3. Graphical models – James is concerned that he has contracted a new disease (J = 1). He shows suspicious symptoms: he has a sore throat (S = 1) and an elevated fever (F = 1). He has been in touch only with Ruth (R) over the last week and thinks she has infected him.

The following probabilities are given:

• the prior probability of Ruth having the disease is P(R = 1) = 1/4;

• Ruth spent a lot of time with James recently and is likely to have infected him if she is infectious P(J = 1|R = 1) = 3/4; clearly, she has not infected him if she does not have the disease;

• a person (say James) who has contracted the disease, always experiences a sore throat P(S = 1|J = 1) = 1 but has elevated fever only in half of the cases P(F = 1|J = 1) = 1/2; not having contracted the disease, James can still have elevated fever P(F = 1|J = 0) = 1/4 and a sore throat P(S = 1|J = 0) = 1/4

(a) Plot the directed acyclic graphical model that represents the problem.
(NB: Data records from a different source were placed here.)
PR #1392, opened 2023-09-27
[ENG-1145] Keep more info open if it is

ameer2468:
This keeps 'More Info' open if it is toggled.

### DIFF
--- a/interface/components/Accordion.tsx
+++ b/interface/components/Accordion.tsx
@@ -7,6 +7,12 @@ interface Props {
 	title: string;
 	variant?: keyof typeof styles;
 	className?: string;
+	//valtio store to keep the toggle state
+	valtio?: {
+		getStore: () => { [key: string]: any };
+		store: { [key: string]: any };
+		stateKey: string;
+	};
 }
 
 const styles = {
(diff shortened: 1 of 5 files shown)


brxken128 (approved):
I think this should remain open if you change directory or location with the inspector open, but on app-launch it should be disabled by default. Just my thoughts, rest looks good!

IIrc @jamiepine did say it should close on a certain condition, but I can't remember it off the top of my head (turned out to be the current path).

interface/components/Accordion.tsx
```diff
@@ -7,6 +7,12 @@ interface Props {
 	title: string;
 	variant?: keyof typeof styles;
 	className?: string;
+	//valtio store to keep the toggle state
+	valtio?: {
+		getStore: () => { [key: string]: any };
+		store: { [key: string]: any };
+		stateKey: string;
+	};
```
utkubakir, line 15: I don't like this, why even have valtio here? It's not the accordion's job to persist it. You could pass `isOpen` and `onToggle` to programmatically control it on the MediaData component.

utkubakir (changes requested):

brxken128 (dismissed):

utkubakir (dismissed):

brxken128 (approved):

PR #1394, opened 2023-09-28
[ENG-1081] Ignore the case of extensions when matching

fogodev:
We can't force extensions to always be lowercased in the database as this results in an information loss. As the original extension can have uppercased characters and we will fail to match the file name for many purposes.

This PR solves that introducing a lowercase comparison in the sd-file-ext sub crate and also a query that handles lowercasing inside the database. Previously I tried to set the extension column to be case insentitive. But this is only applied when the migrations run, which is exclusively in prod builds. So dev builds are totally broken in this regard. This PR handles it for good.

The only caveat was the PCR doesn't support raw queries with vec parameters for SQLite for some reason, so I had to interpolate the query string myself. It was ok in this case as extensions strings are hardcoded in our sd-file-ext subcrate, not coming from the user. The other params are using `PrismaValue` to be interpolated as they should.


brxken128 (commented):
LGTM but I'll leave this one for @Brendonovich to fully approve to ensure there are no adverse effects.

Brendonovich (approved):

PR #1399, opened 2023-09-28
settings pages: consistent padding on every side

PineappleRind:
- Add consistent bottom padding to each settings page (make bottom padding block div unshrinkable)
- Remove extra padding on Library -> General page
- Remove extra bottom padding on Resources -> About page

### DIFF
--- a/interface/app/$libraryId/settings/resources/about.tsx
+++ b/interface/app/$libraryId/settings/resources/about.tsx
@@ -81,7 +81,7 @@ export const Component = () => {
 				</p>
 			</div>
 			<Divider />
-			<div className="mb-20">
+			<div>
 				<h1 className="my-5 text-lg font-bold text-ink">
 					We also would like to thank all our contributors
 				</h1>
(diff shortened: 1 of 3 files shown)


ameer2468:
Hey Pineapple thanks for the contribution!

These changes look great, however, we don't want to remove mb-20 completely, rather change it to mb-12 instead. This makes the list of contributers directly stuck to the bottom without any spacing, and this isn't something we visually want.

- Ameer

interface/app/$libraryId/settings/resources/about.tsx
```diff
@@ -81,7 +81,7 @@ export const Component = () => {
 				</p>
 			</div>
 			<Divider />
-			<div className="mb-20">
+			<div>
```
ameer2468, line 84: Hey Pineapple thanks for the contribution!

These changes look great, however, we don't want to remove mb-20 completely, rather change it to pb-12 instead. Without any bottom spacing, this makes the list of contributers directly stuck to the bottom, and this isn't something we visually want.

- Ameer

PineappleRind: now that there's an element that provides bottom padding on every settings page we don't need the margin set on the About page
image

ameer2468: > now that there's an element that provides bottom padding on every settings page we don't need the margin set on the About page image

Great - please make sure its 12 rather than 20. I think 20 is too much.

PineappleRind: image
Done 👍

ameer2468 (approved):

PR #1402, opened 2023-09-29
[ENG-1117] Remove Tauri drag regions on non-macOS platforms

oscartbeaumont:
Windows and Linux have a top bar Mac does not hence the need for the drag regions.


utkubakir (approved):
lgtm

PR #1403, opened 2023-09-29
[ENG-1075] Light mode for QuickPreview

oscartbeaumont:


utkubakir:
Line numbers need to be more subtle imo

utkubakir (approved):

PR #1406, opened 2023-09-29
[ENG-1149]  Tags unassignment UI update and fixes

ameer2468:
Thanks to @niikeec for being involved here **[ENG-1118]** and providing a working solution for context menu bug. Radix does not offer a way to enforce a close, hence the solution.

**This PR fixes multiple minor issues**:

- Shortcut of views routed to meta + b, instead of meta + v, because that is for paste
- Expand in jobs should only show for grouped jobs, not single
- Un-assigning a tag within tag page updates the UI immediately. **[relates to ENG-1118 bug fix]**
- Made path component only render in locations, no other page. (i.e tags)
- Tooltip for long names adjusted in Job manager, it will break-all like file names to see whole name.
- Loading prop added for Empty notice component, so we don't see it for a split second before data loads. Did this for tags page.


niikeec (approved):

utkubakir:
Did you also add these shortcuts to the shortcuts page?

ameer2468:
> Did you also add these shortcuts to the shortcuts page?

Yes

PR #1409, opened 2023-09-29
[ENG-1165] Add a security policy and notices to the appropriate READMEs

brxken128:
Self explanatory. We could probably sign these, but the `security.txt` file is signed which should validate all of the information displayed anyway.


utkubakir:
I don't think we have access to pgp private key though

Brendonovich (approved):
Private key is in BitWarden

PR #1417, opened 2023-10-02
[ENG-1170] - Prevent sidebar scrolling with keyboard

ameer2468:
When navigating with keyboard, this prevents sidebar scrolling from happening. **This has been tested to ensure that it doesn't affect other functionalities.**

- By default all overflowing elements have scrolling support with keyboard by the browsers, we need to prevent that by targeting the up and down arrow keys.


utkubakir (approved):
LGTM

PR #1419, opened 2023-10-02
[ENG-1172] - Update navigation keys

ameer2468:
This makes you able to navigate backwards and forwards using Meta + [ and Meta + ] - at the sametime we also have support with arrow keys, as most apps **(seems to be native)**.


utkubakir:
Can you also add this and all the new shortcuts to the Shortcuts page?

utkubakir (approved):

(b) Write an expression for the joint probability of all variables in the problem as well as the probabilities given in the question.

(c) What is the probability that Ruth has the disease given that James has a sore throat and elevated fever P(R = 1|S = 1, F = 1)? [8 marks]

(d) After a while, James drinks some water and realizes that his sore throat was a result of not drinking enough so S = 0. What is the probability that Ruth has the disease now?

(e) Later in the day James is again unclear whether he has a sore throat or not. A lateral flow test (T) shows that Ruth is positive for the disease (T = 1). However, these tests are inaccurate and the probability of a person having the disease testing positive is 3/4, but also healthy individuals may test positive with a probability of 1/4. Given that James has an elevated fever (F = 1), what is the probability that he is ill?